For command-line confidence, run curl https://www.cloudflare.com/cdn-cgi/trace in Terminal. With system proxy only, some shells still use a direct path because they do not read macOS proxy preferences. Seeing a direct IP here while Safari is proxied is normal and exactly why advanced users graduate to TUN or explicit HTTPS_PROXY variables. Document what you observe so future debugging compares apples to apples.
DNS deserves a quick glance even in proxy-only setups: if sites resolve to unexpected regions, revisit your YAML dns section or read Meta core DNS leak prevention for Mihomo-oriented tuning.
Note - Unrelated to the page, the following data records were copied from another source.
PR #389, opened 2025-05-26
Demo: Feat/proxy connection settings

michel-laterman:
Add ProxyURL an ProxyHeaders support to start settings as well as the example agent.

This PR will remain as a draft until the opamp-spec for the feature is released.
- Relates: https://github.com/open-telemetry/opamp-spec/pull/221

### DIFF
--- a/internal/examples/agent/agent/agent.go
+++ b/internal/examples/agent/agent/agent.go
@@ -116,7 +116,6 @@ func NewAgent(logger types.Logger, agentType string, agentVersion string, initia
 		}
 		agent.tlsConfig = tlsConfig
 	}
-	agent.tlsConfig = tlsConfig
 	if err := agent.connect(withTLSConfig(agent.tlsConfig)); err != nil {
 		agent.logger.Errorf(context.Background(), "Cannot connect OpAMP client: %v", err)
 		return nil


go.mod
```diff
@@ -1,11 +1,12 @@
 module github.com/open-telemetry/opamp-go
 
-go 1.22
+go 1.23.0
```
michel-laterman: Requires: https://github.com/open-telemetry/opamp-go/pull/423

client/wsclient.go
```diff
@@ -413,3 +426,46 @@ func (c *wsClient) runUntilStopped(ctx context.Context) {
...
+		if err != nil {
+			return err
+		}
+		c.dialer.NetDialContext = dialer.DialContext
+	case "https":
+		dialer, err := dialer.NewProxyConnectDialer(proxyURL, &net.Dialer{}, dialer.WithTLS(cfg), dialer.WithProxyConnectHeaders(headers))
+		if err != nil {
+			return err
+		}
+		c.dialer.NetDialTLSContext = dialer.DialContext
```
michel-laterman, line 464: This is a little messy (as we configure the `websockets.Dialer` to behave slightly differently for HTTP(S) proxies vs non-HTTP(S) proxies; but it's much easer to do at this point in time then it is to replace the entire websockets library.

If https://github.com/gorilla/websocket/pull/988 is ever merged and released we can clean this up a lot.

client/wsclient.go
```diff
@@ -419,3 +432,54 @@ func (c *wsClient) runUntilStopped(ctx context.Context) {
...
+	case "https":
+		if len(headers) > 0 {
+			dialer, err := dialer.NewProxyConnectDialer(proxyURL, &net.Dialer{}, dialer.WithTLS(cfg), dialer.WithProxyConnectHeaders(headers))
+			if err != nil {
+				return err
+			}
+			c.dialer.NetDialTLSContext = dialer.DialContext
+			return nil
+		}
+		c.dialer.Proxy = http.ProxyURL(proxyURL) // No connect headers, use a regular proxy
```
michel-laterman, line 482: This is a little messy (as we mix setting the dialer.Proxy and dialer.NetDial*Context methods); but it's much easer to do at this point in time then it is to replace the entire websockets library.

If https://github.com/gorilla/websocket/pull/988 is ever merged and released we can clean this up.

I've tested this locally using [tinyproxy](https://tinyproxy.github.io/).
I've confirmed that when the ProxyURL and ProxyHeaders are specified, the dialer is used and the proxy is used via `CONNECT`.
If I only specify the ProxyURL, the `c.dialer.Proxy = http.ProxyURL(proxyURL)` approach is used; one thing that is interesting to note is that this still results in `CONNECT` request to the proxy but that may be more to do with the use of websockets.

Steps to test:
1) install and start tinyproxy - no additional config is needed for basic testing
2) start the example opamp server
3) Add the `ProxyURL` and `ProxyHeaders` to the example agent start settings: https://github.com/open-telemetry/opamp-go/blob/b5f732b2cedc05090c1f49dfe4e3874c40c64a7e/internal/examples/agent/agent/agent.go#L110-L112
For example
```go
ProxyURL: "http://localhost:8888", // tinyproxy's default address
ProxyHeaders: http.Header{"test-proxy-key": []string{"test-val"}},
```
4) Start the example agent
5) Agent should start and connect to the server; check the proxy logs to ensure that the connection has been made through the proxy.

michel-laterman:
@andykellr @tigrannajaryan we're able to use a custom dialer func in order to get proxy connect headers working with gorilla/websockets.
I've created a custom dialer and have included it as a dependency.

The implementation is now ready for review.

client/wsclient.go
```diff
@@ -79,7 +83,16 @@ func (c *wsClient) Start(ctx context.Context, settings types.StartSettings) erro
 	}
 
 	// Prepare connection settings.
-	c.dialer = *websocket.DefaultDialer
+	c.dialer = websocket.Dialer{
+		Proxy:            http.ProxyFromEnvironment,
+		HandshakeTimeout: 45 * time.Second,
+	}
```
tigrannajaryan: Any particular reason to do this instead of what was previously?

client/wsclient.go
```diff
@@ -419,3 +432,54 @@ func (c *wsClient) runUntilStopped(ctx context.Context) {
...
+			dialer, err := dialer.NewProxyConnectDialer(proxyURL, &net.Dialer{}, dialer.WithTLS(cfg), dialer.WithProxyConnectHeaders(headers))
+			if err != nil {
+				return err
+			}
+			c.dialer.NetDialTLSContext = dialer.DialContext
+			return nil
+		}
+		c.dialer.Proxy = http.ProxyURL(proxyURL) // No connect headers, use a regular proxy
+	case "socks5":
+		c.dialer.Proxy = http.ProxyURL(proxyURL)
```
tigrannajaryan: Since it is the same as the "default" case perhaps eliminate it.

client/internal/httpsender_test.go
```diff
@@ -356,3 +357,57 @@ func TestPackageUpdatesWithError(t *testing.T) {
 
 	cancel()
 }
+
+func TestHTTPSenderSetProxy(t *testing.T) {
```
tigrannajaryan, line 361: Is there any way we can also add tests that use an actual proxy and connect through it? I don't know if there is a premade proxy library in Go we can use for that.

client/wsclient.go
michel-laterman: The change is so that proxy env vars are used by default (I made a similar change to the HTTP client). Should we change the default to be aware of proxies?

client/internal/httpsender_test.go
michel-laterman: For HTTP it's easy to use a testserver with a custom handler, i have not seen if that approach would work for websockets tests or if we would need a library

client/wsclient.go
tigrannajaryan: Sorry, I wasn't clear. `websocket.DefaultDialer` is defined like this already:
```go
var DefaultDialer = &Dialer{
	Proxy:            http.ProxyFromEnvironment,
	HandshakeTimeout: 45 * time.Second,
}
```
The change in this PR doesn't seem to change anything in the resulting behavior. Am I missing something?

client/internal/httpsender_test.go
tigrannajaryan: OK, would be great to add it for http transport for now and skip for websockets.

client/wsclient.go
michel-laterman: I think I may have avoided using the default directly as we modify the dialer (we'll avoid needing something like #425 in the future)

client/internal/httpsender_test.go
michel-laterman: added below

client/wsclient.go
tigrannajaryan: I don't understand. The line `c.dialer = *websocket.DefaultDialer` makes a copy of websocket.DefaultDialer. Any subsequent modification of c.dialer will not impact websocket.DefaultDialer.

The reason https://github.com/open-telemetry/opamp-go/pull/425 was needed because we were incorrectly taking a pointer to http.DefaultClient and were modifying it through that pointer. That is not the case here, we are not taking a pointer, we are making a copy.

michel-laterman: got it, reverted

DNS issues often masquerade as “proxy broken” when the real problem is resolver bypass or stale caches.
curl -s https://www.cloudflare.com/cdn-cgi/trace | head -n 5
9 When system proxy is not enough
Developers frequently discover that npm, Docker, or Go tooling ignores macOS proxy panes. That is when TUN mode enters the picture: it creates a virtual interface and steers traffic through Mihomo according to your rules, similar to how we describe advanced setups for other platforms. Expect additional permission prompts on macOS Ventura and later because Apple treats network extensions seriously. If you already run headless Mihomo on a Linux server, the conceptual overlap is strong—only the activation UI differs—which is why our Linux Mihomo systemd guide remains a useful cross-reference even on a Mac-centric day.
Do not enable TUN until system proxy tests pass; layering fixes before you confirm basics turns troubleshooting into guesswork. Once TUN is stable, revisit DNS and rule ordering together, because virtual adapters amplify misconfiguration symptoms.
10 Troubleshooting quick hits
- Menu bar icon missing: Relaunch from Applications, check notch overflow, and confirm the app is not blocked by Screen Time or parental controls.
- System proxy toggles but nothing connects: Verify the active profile merged cleanly, the chosen node responds, and no other VPN client still owns routes.
- Works in browser, fails in Terminal: Expected on system-proxy-only setups—enable TUN or export proxy variables for CLI tools.
- Login item never runs: Remove duplicate entries, ensure the app lives in Applications, and look for Gatekeeper prompts hiding behind Notification Center.
- Apple Silicon performance issues: Confirm you installed arm64 builds; mixed architectures can spike CPU through translation layers.
Export Mihomo logs from Clash Verge Rev’s diagnostics panel when forum help is necessary, and scrub tokens before posting. Most oddities trace back to unreachable providers, stale rule providers, or conflicting network software—not mysterious macOS ghosts.
11 Wrap-up
Installing Clash Verge Rev on macOS is less about memorizing esoteric commands and more about respecting platform conventions: pick the right DMG for Apple Silicon or Intel, let the app live in the menu bar where it belongs, promote system proxy when browsers should follow Mihomo, and add launch at login once manual runs look boringly reliable. Compared with stitching together half-maintained scripts, an integrated Clash-family client keeps subscription refresh, proxy selection, and DNS policy in one place—exactly the stability people expect from a daily-driver laptop.
Compared with other ad-hoc tools, Clash Verge Rev pairs a native-feeling macOS shell with a core that continues to evolve alongside Mihomo, which matters when providers rotate transports faster than blog posts age. Pair that with sensible verification habits—browser traces, occasional curl checks, and DNS awareness—and you spend more time using the network and less time wondering whether traffic actually left through your chosen node.
Revisit settings after each macOS upgrade; Apple adjusts networking panels and permission wording more often than casual users notice. Treat proxy maintenance like backups: a five-minute check after updates prevents hour-long surprises before travel or live presentations.